# any luck with this?



## 65galhex (Nov 5, 2008)

Has anyone used this to feed to their P's- NutriDiet Naturals?? I was looking at the mealworms and fly larvae. I have never fed my P's this before so I thought it may be a good change of pace. Thanks in advance.


----------



## blbig50 (Jan 1, 2009)

Nope, never tried it


----------



## jman785 (May 8, 2005)

65galhex said:


> Has anyone used this to feed to their P's- NutriDiet Naturals?? I was looking at the mealworms and fly larvae. I have never fed my P's this before so I thought it may be a good change of pace. Thanks in advance.
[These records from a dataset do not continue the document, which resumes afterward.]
PR #5571, opened 2015-07-25
Fixed #5140 Recipe from Migrations didn't work

### LINKED ISSUE #5140: After upgrade from Orchard 1.7.1 to Orchard 1.8.1 execute a Recipe from Migrations doesn't work
@jersiovic created:
https://orchard.codeplex.com/workitem/21311

In Orchard 1.7.1 this code works without problems when it is executed within Migrations for running a Module Recipe
    Recipe recipe = _recipeHarvester.HarvestRecipes("PCCom.Plantilla").FirstOrDefault(x => x.Name == "Plantilla Update");

            if (recipe != null)
                _recipeManager.Execute(recipe);                          

However after upgrade to Orchard 1.8.1 same code in the same migrations class doesn't execute the recipe. 
One clue is that I'm still able to execute the Recipe through the Admin Dashboard using the Recipes option within Modules section.
Debugging I have seen problem happens with DefaultProcessingEngine class. Its AddTask method is called and it properly adds an entry to the list of entries to execute. I checked after it is called that _processingEngine.AreTasksPending()==true.
However when this DefaulOrchardHost.EndRequest() method is executed _processingEngine.AreTasksPending() is always false, so _processingEngine.ExecuteNextTask() is never called.
When I debug running the opertation through the Admin Dashboard it works properly: _processingEngine.AreTasksPending() is  true, so _processingEngine.ExecuteNextTask() is called.

jersiovic:
Fixed #5140 Recipe from Migrations didn't work 
Please review the related issue https://github.com/OrchardCMS/Orchard/issues/5140 to have an explanation of the reason why I have chosen this solution.

### DIFF
--- a/src/Orchard/Environment/DefaultOrchardHost.cs
+++ b/src/Orchard/Environment/DefaultOrchardHost.cs
@@ -143,6 +143,10 @@ namespace Orchard.Environment {
                     catch (Exception e) {
                         Logger.Error(e, "A tenant could not be started: " + settings.Name);
                     }
+                    while (_processingEngine.AreTasksPending()) {
+                        Logger.Debug("Processing pending task after activate Shell");
+                        _processingEngine.ExecuteNextTask();
+                    }
                 });
             }
             // no settings, run the Setup


sebastienros:
The solution is the same code, but the in the background task runner. It should be after the loop running all the background tasks.

jersiovic:
Did you mean somthing like this?

```
public class BackgroundService : IBackgroundService {
        private readonly IEnumerable<IBackgroundTask> _tasks;
        private readonly ITransactionManager _transactionManager;
        private readonly string _shellName;
        private readonly IProcessingEngine _processingEngine;

        public BackgroundService(
            IEnumerable<IBackgroundTask> tasks,
            ITransactionManager transactionManager,
            ShellSettings shellSettings,
            IProcessingEngine processingEngine) {

            _tasks = tasks;
            _transactionManager = transactionManager;
            _shellName = shellSettings.Name;
            Logger = NullLogger.Instance;
            _processingEngine = processingEngine;
        }

        public void Sweep() {
            foreach (var task in _tasks) {
                var taskName = task.GetType().FullName;

                try {
                    Logger.Information("Start processing background task \"{0}\" on tenant \"{1}\".", taskName, _shellName);
                    _transactionManager.RequireNew();
                    task.Sweep();
                    Logger.Information("Finished processing background task \"{0}\" on tenant \"{1}\".", taskName, _shellName);
                }
                catch (Exception e) {
                    _transactionManager.Cancel();
                    Logger.Error(e, "Error while processing background task \"{0}\" on tenant \"{1}\".", taskName, _shellName);
                }
            }

            while (_processingEngine.AreTasksPending())
            {
                Logger.Debug("Processing pending task");
                _processingEngine.ExecuteNextTask();
            }
        }
```

This doesn't wortk because this solutions suffers the same problem I explained in the issue https://github.com/OrchardCMS/Orchard/issues/5140

DefaultProcessingEngine uses ContextState to store pending tasks. Problem is the the ContextState implementation when HttpContext.Current == null is based on CallContext.GetData() method. Which stores data at thread scope.
So, the only way of finding an enqueued task pending of execute in this circumstances is to use the same thread which enqueued it for askig for it calling _processingEngine.AreTasksPending(). That's why the only way I found  to execute the recipe was to add it to the code in the lambda of the Parallel.ForEach() execute in the DefaulOrchardHost.CreateAndActivateShells() method. Because there is where the thread who calls migrations is created and destroyed.

This problem doesn't happen when you launch a recipe from the UI because this request has HttpContext.Current != null so ContextState doesn't rely on the thread to store pending Tasks because it uses HttpContext to store pending recipes, so in that way they can be found by other threads based on their HttpContext.

What I have proposed is a patch, a good solutions should store pending task when HttpContext.Current ==null in another place non dependent from the thread. ¿Db?

sebastienros:
Might also be related to ce630f980c7a79ae17b36598f3834c4ffd523739

sebastienros:
Sorry, I thought the PR was about recipes in background tasks, not migrations.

I've fed meal worms to my other p's, and even mosquito larvae....they gobble down on the larvae.


----------



## Guest (Jun 7, 2009)

Never heard of it but now I am going to look into it. Feeding a wide variety of fish, insects, worms and pellets makes for happier Piranhas.


----------



## CLUSTER ONE (Aug 2, 2006)

Ive fed superworms once in a while, but never to commonly. I know peopel also feed crickets to larger fish, but crickets will float when they are livign so you need a fish that would pick them off from the surface. They shoul be fine to feed if you can get them to eat it, but i wouldnt use that as their main diet. Crickets are also good sicne you can "gutload" them so they are filled with good stuff. You can feed them fresh fruit and vegitables along with powdered food and water and they will be nice and healthy when you feed them to your fish.

"NutriDiet Naturals" is this a product? I am just talking about live feeders. I also dont know how interested p's would be in larvae if they are larger, but if they are small they would probably like it


----------



## No0dles (Dec 16, 2003)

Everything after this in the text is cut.